Но Бесики оставался безучастным ко всему окружающему. Отъезд его из Тбилиси произошёл в такой спешке, что он не успел повидаться с Анной. Множество дел навалилось на него в ночь перед отъездом, и он не успел оглянуться, как настало утро. Он хотел написать Анне письмо и в нём попросить прощения за то, что не сумел исполнить её желание, но, как только рассвело, Леван отдал приказ садиться на лошадей и отправляться в дорогу. Сам Ираклий провожал царевича до Мцхеты, и, разумеется, в этой сумятице не приходилось и думать о посылке письма.
Бесики успокаивал себя мыслью, что напишет своей столь вероломно покинутой возлюбленной с дороги, но и это оказалось невозможным. В Мцхете посольство остановилось лишь на короткое время, чтобы только прослушать молебен в храме и сейчас же продолжать путь. Дни были зимние, короткие; утром, когда садились на лошадей, было ещё темно; весь день ехали без отдыха и вечером рассёдлывали лошадей опять в темноте. Ночевали все вместе, в полутёмных хижинах, где не только невозможно было писать, но даже едва удавалось различать друг друга.

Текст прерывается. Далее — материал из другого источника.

Issue #17786, opened 2015-06-19
Cancelling the bindStream should not cancel the already accepted connections


drewhk:
It should wait until children are stopped instead, relying on subscription timeout to clear never used connections.

drewhk:
And this should be configurable via Attributes

Issue #17789, opened 2015-06-19
Handle subscription timeout in all Pulblishers


drewhk:

rkuhn:
Indeed!

PR #17790, opened 2015-06-19
=str #17786: Cancelling bind stream should not cancel children

drewhk:
Also added subscription timeout for connection actors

Постепенно Бесики забыл не только о письме, но и о самой Анне. А когда, миновав Кизляр, они повернули на Астрахань и перед ними впервые открылось необозримое у берегов море, такое же безбрежное, как терские степи, Бесики погрузился в удивительный мир каких-то совершенно новых, необычных ощущений. Он точно забыл о действительности, о человеческих чувствах и целиком растворился в пространстве, в бесконечной природе. Бескрайние поля и облака над ними, теряющаяся вдали синь моря, опять поля и облачный небосклон от одного края земли до другого… Правда, оглянувшись, некоторое время можно было увидеть покрытые снегом исполинские вершины Кавкасиони, но вскоре они исчезли, растворились в дымке. Вокруг расстилались безбрежные степи, небо было покрыто то прозрачными и лёгкими, как вуаль, то рваными, похожими на клочья ваты, облаками; местами виднелись скопления туч, похожих на свирепых, лохматых великанов. Потом показались стоянки кочующих калмыков и табуны их рыжих лошадей.